Task details: Give the entries again, word for word.

━━━ Records to use

PR #6330, opened 2024-10-10
Update installation instructions

nilsvu:
### Code review checklist

  Then open `index.html`.
  `new feature` if appropriate.

### DIFF
--- a/cmake/SetupYamlCpp.cmake
+++ b/cmake/SetupYamlCpp.cmake
@@ -12,7 +12,7 @@ if (NOT yaml-cpp_FOUND)
   include(FetchContent)
   FetchContent_Declare(yaml-cpp
     GIT_REPOSITORY https://github.com/jbeder/yaml-cpp.git
-    GIT_TAG yaml-cpp-0.7.0
+    GIT_TAG yaml-cpp-0.8.0
     GIT_SHALLOW TRUE
     ${SPECTRE_FETCHCONTENT_BASE_ARGS}
   )
--- a/docs/Installation/Installation.md
+++ b/docs/Installation/Installation.md
@@ -6,19 +6,146 @@ See LICENSE.txt for details.
 
 \tableofcontents
 
-This page details the installation procedure for SpECTRE on personal computers
-using x86-64 processors. For configuring SpECTRE, please refer to the
-\subpage spectre_build_system page. For instructions on installing SpECTRE on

━━━━━━

Response to the task:
PR #6330, opened 2024-10-10
Update installation instructions

nilsvu:
### Code review checklist

  Then open `index.html`.
  `new feature` if appropriate.

### DIFF
--- a/cmake/SetupYamlCpp.cmake
+++ b/cmake/SetupYamlCpp.cmake
@@ -12,7 +12,7 @@ if (NOT yaml-cpp_FOUND)
   include(FetchContent)
   FetchContent_Declare(yaml-cpp
     GIT_REPOSITORY https://github.com/jbeder/yaml-cpp.git
-    GIT_TAG yaml-cpp-0.7.0
+    GIT_TAG yaml-cpp-0.8.0
     GIT_SHALLOW TRUE
     ${SPECTRE_FETCHCONTENT_BASE_ARGS}
   )
--- a/docs/Installation/Installation.md
+++ b/docs/Installation/Installation.md
@@ -6,19 +6,146 @@ See LICENSE.txt for details.
 
 \tableofcontents
 
-This page details the installation procedure for SpECTRE on personal computers
-using x86-64 processors. For configuring SpECTRE, please refer to the
-\subpage spectre_build_system page. For instructions on installing SpECTRE on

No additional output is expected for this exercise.